Stolypin's funeral, St Petersburg, 1911
Stolypin's funeral, St Petersburg, 1911

Increasingly abandoned by the gentry, Stolypin became more reliant on the Nationalists, formed in 1909 to represent the interests of the Russians in the empire's Polish borderlands. The zemstvos had never been established in these Western districts, since most of the landowners were Poles. But the Nationalists campaigned for a Western Zemstvo Bill, arguing that Russia's imperial interests could be secured by a complex voting procedure based on nationality as well as property.

The bill was passed by the Duma but defeated in the State Council, where the gentry's fundamentalists were unwilling to see the privileges of the noble estate sacrificed to ensure the domination of Russian interests; the fact that the Poles were aristocrats should in their view take precedence over the fact that the peasants were Russians.

Stolypin threatened to resign unless the Tsar prorogued the Duma and passed the bill by emergency decree under Article 87. Reluctantly, the Tsar agreed. Stolypin had prevailed by sheer force of character.
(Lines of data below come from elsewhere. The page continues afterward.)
PR #540, opened 2017-05-29
increase HG skill training bonuses when HG has complementary traits (was 1-2, now 5-10)

fcpmanon:


lowercase-donkey:
I'm kind of curious about how the madam works.  Does she improve slaves the same way as HG?  If so, does she do it with the same limitations?

fcpmanon:
Madam affects brothel profits but does not affect whores' rate of skill improvement

fcpmanon:
Also I misrepresented the HG rate of skill gain.  A brilliant HG over 35 working with a brilliant slave could improve a single skill by as much as 17 points per week using the original code.  With this pull request, that potentially goes up by a 10-20 points, so as much as 37 points per week.  Still three weeks to max a single stat for a brilliant with continuous focused attention from a max-skill brilliant HG.  For comparison, a brilliant slave working in the brothel can gain 12+ skill points per week.  I think HG training should be better than just working in a facility.  Note that HG training can _stack_ with working in a facility if universal rules are set to "cooperate with facilities" and there is free space in the facility and the slave is assigned in the penthouse to the equivalent job (whore/serve the public).  Of course all of these point values go down with lower intelligence.

freecitiesdev:
Since you're hip-deep in the code, I'm willing to have you be aggressive with the balance. We can always rebalance if it's too much.

PR #556, opened 2017-05-30
CRITICAL: fix mismatched closing tags in RETS to prevent infinite loop; MINOR: add modest clothes to backwards compatibility - move to "setup" global object for better performance ($ vars that never change should move to setup); also fix two wrong index variables in backwards compatibility (_i instead of _bci)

But his high-handed tactics had alienated almost everyone. The Tsar had been humiliated, and it was now far from clear whether the Prime Minister could count on his support.

On 1 September 1911 Stolypin was assassinated by a student-revolutionary turned police informer called D.G. Bogrov in the Kiev Opera house. On hearing of his death, the Tsar was heard to say: 'Now there will be no more talk about reform'. Some historians speculate that the assassination was approved or even organized by police agents with connections to the court.